### Work item
What is needed is an exact copy of the lines in the listing below, from the one with "ticket-35407" up to and including the one with "from django.db.models import", with no other lines.

### Material for this exercise
=== Section Start ===

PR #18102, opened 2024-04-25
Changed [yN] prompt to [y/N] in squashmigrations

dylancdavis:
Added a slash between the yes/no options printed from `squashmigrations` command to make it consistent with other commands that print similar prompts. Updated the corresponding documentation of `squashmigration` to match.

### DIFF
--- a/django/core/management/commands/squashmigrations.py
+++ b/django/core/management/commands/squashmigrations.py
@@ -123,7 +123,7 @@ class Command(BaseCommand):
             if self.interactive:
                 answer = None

=== Section End ===
=== Section Start ===

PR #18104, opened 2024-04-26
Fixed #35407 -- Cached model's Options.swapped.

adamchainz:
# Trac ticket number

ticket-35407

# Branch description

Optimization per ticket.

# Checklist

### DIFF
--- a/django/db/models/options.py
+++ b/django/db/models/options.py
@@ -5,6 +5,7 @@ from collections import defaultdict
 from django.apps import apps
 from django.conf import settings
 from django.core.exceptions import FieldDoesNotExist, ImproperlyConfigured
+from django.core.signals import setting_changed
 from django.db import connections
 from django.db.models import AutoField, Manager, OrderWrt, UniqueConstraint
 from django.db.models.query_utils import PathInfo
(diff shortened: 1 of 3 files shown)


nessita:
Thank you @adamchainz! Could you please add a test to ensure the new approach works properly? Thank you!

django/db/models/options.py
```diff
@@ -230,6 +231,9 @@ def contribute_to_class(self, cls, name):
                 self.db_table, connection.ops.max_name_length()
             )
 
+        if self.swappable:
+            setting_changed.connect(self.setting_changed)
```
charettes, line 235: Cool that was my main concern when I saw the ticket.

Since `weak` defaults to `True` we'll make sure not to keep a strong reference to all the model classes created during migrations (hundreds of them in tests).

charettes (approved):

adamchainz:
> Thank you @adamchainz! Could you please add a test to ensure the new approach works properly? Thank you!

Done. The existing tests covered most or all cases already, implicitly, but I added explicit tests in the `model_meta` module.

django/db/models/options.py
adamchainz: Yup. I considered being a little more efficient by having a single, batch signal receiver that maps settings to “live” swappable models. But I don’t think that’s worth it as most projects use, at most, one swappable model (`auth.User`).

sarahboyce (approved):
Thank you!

=== Section End ===
=== Section Start ===

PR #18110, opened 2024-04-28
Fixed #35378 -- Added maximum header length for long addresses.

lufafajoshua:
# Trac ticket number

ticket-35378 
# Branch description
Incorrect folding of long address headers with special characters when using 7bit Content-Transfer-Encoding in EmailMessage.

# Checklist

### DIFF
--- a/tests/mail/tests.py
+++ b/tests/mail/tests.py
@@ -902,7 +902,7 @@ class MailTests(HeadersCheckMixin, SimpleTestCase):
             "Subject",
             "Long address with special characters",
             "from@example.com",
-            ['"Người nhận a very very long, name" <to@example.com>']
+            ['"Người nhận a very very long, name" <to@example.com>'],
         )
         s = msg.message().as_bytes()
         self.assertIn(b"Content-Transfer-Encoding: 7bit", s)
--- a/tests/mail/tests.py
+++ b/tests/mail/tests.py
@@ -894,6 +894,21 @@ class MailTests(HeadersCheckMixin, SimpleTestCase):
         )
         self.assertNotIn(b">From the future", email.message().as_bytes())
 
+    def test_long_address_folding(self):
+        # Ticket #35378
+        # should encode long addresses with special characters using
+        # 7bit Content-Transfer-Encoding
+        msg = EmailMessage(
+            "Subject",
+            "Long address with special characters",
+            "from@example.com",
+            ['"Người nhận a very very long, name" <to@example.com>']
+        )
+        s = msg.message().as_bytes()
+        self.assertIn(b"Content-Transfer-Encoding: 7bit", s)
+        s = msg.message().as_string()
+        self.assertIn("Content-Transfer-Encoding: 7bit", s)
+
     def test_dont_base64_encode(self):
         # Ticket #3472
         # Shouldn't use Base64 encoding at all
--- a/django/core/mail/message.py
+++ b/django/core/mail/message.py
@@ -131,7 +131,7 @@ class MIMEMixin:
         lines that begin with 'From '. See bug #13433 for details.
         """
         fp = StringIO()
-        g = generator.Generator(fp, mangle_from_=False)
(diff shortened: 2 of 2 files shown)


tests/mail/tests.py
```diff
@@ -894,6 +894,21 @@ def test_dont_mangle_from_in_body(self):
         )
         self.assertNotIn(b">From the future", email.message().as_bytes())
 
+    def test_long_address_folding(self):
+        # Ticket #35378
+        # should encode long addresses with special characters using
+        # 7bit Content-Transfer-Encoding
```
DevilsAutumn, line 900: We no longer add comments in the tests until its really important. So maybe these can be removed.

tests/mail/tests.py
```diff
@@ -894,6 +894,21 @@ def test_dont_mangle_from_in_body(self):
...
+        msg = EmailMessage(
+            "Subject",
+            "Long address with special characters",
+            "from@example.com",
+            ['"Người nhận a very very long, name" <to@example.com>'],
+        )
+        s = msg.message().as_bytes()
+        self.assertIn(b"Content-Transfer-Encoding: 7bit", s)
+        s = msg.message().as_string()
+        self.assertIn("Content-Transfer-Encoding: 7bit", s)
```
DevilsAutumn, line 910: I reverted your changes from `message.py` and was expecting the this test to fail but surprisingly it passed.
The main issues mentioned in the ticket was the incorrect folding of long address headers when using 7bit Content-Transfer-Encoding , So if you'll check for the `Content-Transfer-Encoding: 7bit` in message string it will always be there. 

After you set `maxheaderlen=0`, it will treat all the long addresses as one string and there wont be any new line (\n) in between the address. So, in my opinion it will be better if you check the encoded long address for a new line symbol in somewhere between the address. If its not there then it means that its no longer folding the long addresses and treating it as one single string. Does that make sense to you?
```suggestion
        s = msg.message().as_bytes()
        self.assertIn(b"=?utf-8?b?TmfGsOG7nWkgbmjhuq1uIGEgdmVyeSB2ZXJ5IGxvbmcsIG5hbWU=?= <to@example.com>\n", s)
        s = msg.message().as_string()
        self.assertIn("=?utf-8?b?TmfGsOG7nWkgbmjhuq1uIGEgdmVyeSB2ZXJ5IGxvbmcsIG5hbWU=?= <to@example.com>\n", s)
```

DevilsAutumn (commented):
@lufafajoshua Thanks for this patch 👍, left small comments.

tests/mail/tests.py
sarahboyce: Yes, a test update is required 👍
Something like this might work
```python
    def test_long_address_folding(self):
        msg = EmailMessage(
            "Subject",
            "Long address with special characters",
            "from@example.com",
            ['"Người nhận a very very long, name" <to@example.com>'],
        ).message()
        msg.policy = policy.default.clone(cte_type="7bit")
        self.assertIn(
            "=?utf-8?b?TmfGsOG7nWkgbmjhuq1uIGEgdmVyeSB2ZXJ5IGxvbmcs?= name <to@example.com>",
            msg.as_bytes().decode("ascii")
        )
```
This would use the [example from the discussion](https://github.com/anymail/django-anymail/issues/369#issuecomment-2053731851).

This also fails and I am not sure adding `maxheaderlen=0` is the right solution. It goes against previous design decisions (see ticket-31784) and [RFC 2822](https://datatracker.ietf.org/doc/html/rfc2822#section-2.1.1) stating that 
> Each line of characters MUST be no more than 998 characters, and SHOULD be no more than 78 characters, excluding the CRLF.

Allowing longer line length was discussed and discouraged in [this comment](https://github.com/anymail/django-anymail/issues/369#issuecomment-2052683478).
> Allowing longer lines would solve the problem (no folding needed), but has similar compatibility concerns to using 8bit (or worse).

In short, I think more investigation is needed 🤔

=== Section End ===

### The completed task
ticket-35407

# Branch description

Optimization per ticket.

# Checklist

### DIFF
--- a/django/db/models/options.py
+++ b/django/db/models/options.py
@@ -5,6 +5,7 @@ from collections import defaultdict
 from django.apps import apps
 from django.conf import settings
 from django.core.exceptions import FieldDoesNotExist, ImproperlyConfigured
+from django.core.signals import setting_changed
 from django.db import connections
 from django.db.models import AutoField, Manager, OrderWrt, UniqueConstraint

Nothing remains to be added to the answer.